3% after tax? Wow, where do I sign? And exactly how high will the beanstalk be?


----------



## PGF2016 (29 Mar 2017)

SirMille said:


> @stantheman some, less than ten percent, of your portfolio should be in precious metals


Why should it be? What income do previous metals generate?


----------



## SirMille (29 Mar 2017)

I do not buy physical precious metals for a return. I am investing in the reset that is going to come, when PMs, which are sound money, will be valuable and Fiat currencies will be less valuable.

Single digit percentage of my overall portfolio.

The only place that I know that sells bullion coins in Eire would be the mint. Just buy ordinary bullion coins, don't buy any of the special coins, unless they contain errors like the James Joyce coin.


----------



## Sarenco (29 Mar 2017)

lukas888 said:


> My understanding of "dividend kings" are companies that have paid increasing dividends for 50 years.It is mainly based on S&P 500
> companies.Buying a ETF  based on a basket would probably yield 3% net,but as a strategy for no risk investing absolutely not.The old caveat
> past performance etc.



Thanks but I think you may be thinking of the S&P 500 Dividend Aristocrats Index, which tracks the performance of S&P 500 companies that have increased dividends every year for the last 25 consecutive years.  The dividend yield on an ETF that tracked that index was less than 2.5% over the last 12 months.  Before tax, obviously.

There is no similar index of "Dividend Kings".  To be frank, it sounds like a marketing term dreamt up by peddlers of stock picking newsletters.  Best avoided IMO.

More generally, I am not a fan of dividend investing for a variety of reasons - total return is ultimately what really matters.


----------



## Sarenco (29 Mar 2017)

And FWIW, I'm with Warren Buffett when it comes to "investing" in gold:

_"Gold gets dug out of the ground in Africa, or someplace. Then we melt it down, dig another hole, bury it again and pay people to stand around guarding it. It has no utility. Anyone watching from Mars would be scratching their head."

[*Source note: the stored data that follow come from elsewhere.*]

PR #697, opened 2019-03-19
More pyobject

cthulahoops:
Continuing my project to refactor away direct use of PyObject.


windelbouwman:
Apart from the valid comments from Adrian, this looks good to me.

PR #698, opened 2019-03-19
Use first argument in super

palaviv:
@windelbouwman already merged the previous PR but lets continue the discussion here. What do you guys think about this solution @coolreader18 @adrian17?

### DIFF
--- a/tests/snippets/class.py
+++ b/tests/snippets/class.py
@@ -85,6 +85,20 @@ class Me2(Me):
     def test(me):
         return super().test()
 
+class A():
+    def f(self):
+        pass
+
+class B(A):
+    def f(self):
+        super().f()
+
+class C(B):
+    def f(self):
+        super().f()
+
+C().f()
+
 me = Me2()
 assert me.test() == 100
 
--- a/tests/snippets/class.py
+++ b/tests/snippets/class.py
@@ -75,6 +75,19 @@ c = C()
 assert c.test() == 100
 assert c.test1() == 200
 
+class Me():
+
+    def test(me):
+        return 100
+
+class Me2(Me):
+
+    def test(me):
+        return super().test()
+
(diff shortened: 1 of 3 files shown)


coolreader18:
How does this work with `staticmethod` in comparison to CPython?

adrian17:
In CPython, `super()` doesn't work in a staticmethod anyway, does it?

cthulahoops:
I don't think this works. If you get class from the first argument then uses of ```super``` further up the inheritance chain don't get the right thing and you get an infinite loop.

```
class A(object):
    def f(self):
        pass

class B(A):
    def f(self):
        super().f()

class C(B):
    def f(self):
        super().f()

C().f()
```

```
Running `target/debug/rustpython test.py`

thread 'main' has overflowed its stack
fatal runtime error: stack overflow
```

cthulahoops:
The cell var isn't too hard to add. It's easier to do than describe, so #703.

windelbouwman:
Merged #703, hopefully not too soon, so you can use it here as well.

palaviv:
Thanks @cthulahoops that helped :). I was not sure how to fetch the `__class__` so I added a `get` to `Scope`. I am not sure if that is the best solution...

cthulahoops:
Rather than introducing Scope.get, can't you just use ```load_name``` from the ScopeProtocol?

cthulahoops:
If you're worried about the search going into builtins, I'd add a ```load_cell``` to the scope protocol to search non-local scope only (with the same shape as load_name).

palaviv:
I Added `load_cell`.

cthulahoops:
This looks great! It's excellent to finally have super.

Got some sort of vm mutability issue now (from the frame change?), but other than that I think we're good to go.

PR #957, opened 2019-05-10
Binascii

Jongy:


Jongy:
After finishing this I found about `PyByteInner.hex`, `PyByteInner.fromhex` methods, I guess we should merge these impls? I'm not too fluent with Rust to be able to tell which of them is more efficient, though...

sanxiyn:
You can't name the test containing `import binascii` as `binascii.py`, due to the way Python import works. Consider renaming to `stdlib_binascii.py` as done for other similar cases.

Jongy:
> You can't name the test containing import binascii as binascii.py, due to the way Python import works. Consider renaming to stdlib_binascii.py as done for other similar cases.

Actually it does work (As it also does in https://github.com/RustPython/RustPython/pull/948), I guess because the imports for builtin modules are attempted first?

Anyway I agree it's a bad practice and if there's a convention to use `stdlib_*.py`, so I'll use.

PR #960, opened 2019-05-11
Add sys.getfilesystemencoding, sys.getfilesystemencodeerrors

youknowone:
Related features: `os.fsencode()` `os.fsdecode()` (with this PR + #901)


windelbouwman:
@youknowone this change looks okay to me I guess, do we really need this? Is this cpython specific logic? In any case, if you could resolve the conflict, I could merge this work.

youknowone:
Fixed. The behavior can be changed but the functions are defined in pep-529
https://www.python.org/dev/peps/pep-0529/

"Gold is a way of going long on fear, and it has been a pretty good way of going long on fear from time to time. But you really have to hope people become more afraid in a year or two years than they are now. And if they become more afraid you make money, if they become less afraid you lose money, but the gold itself doesn't produce anything."

"The major asset in this category is gold, currently a huge favorite of investors who fear almost all other assets, especially paper money (of whose value, as noted, they are right to be fearful). Gold, however, has two significant shortcomings, being neither of much use nor procreative. True, gold has some industrial and decorative utility, but the demand for these purposes is both limited and incapable of soaking up new production. Meanwhile, if you own one ounce of gold for an eternity, you will still own one ounce at its end."

_


----------



## aristotle (29 Mar 2017)

Have a look at your life insurance as well. Make sure you have enough cover.


----------



## SirMille (29 Mar 2017)

lukas888 said:


> My understanding of "dividend kings" are companies that have paid increasing dividends for 50 years.It is mainly based on S&P 500
> companies.Buying a ETF  based on a basket would probably yield 3% net,but as a strategy for no risk investing absolutely not.The old caveat
> past performance etc.



The first organic link on Google, explains perfectly well what dividend kings are.
Even though I already posted the link to help clarify, for your convenience I have pasted a brief description below.

"The Dividend Kings are the* best-of-the-best* in dividend longevity.
*What is a Dividend King? *Stocks with *50 or more consecutive years* of dividend increases."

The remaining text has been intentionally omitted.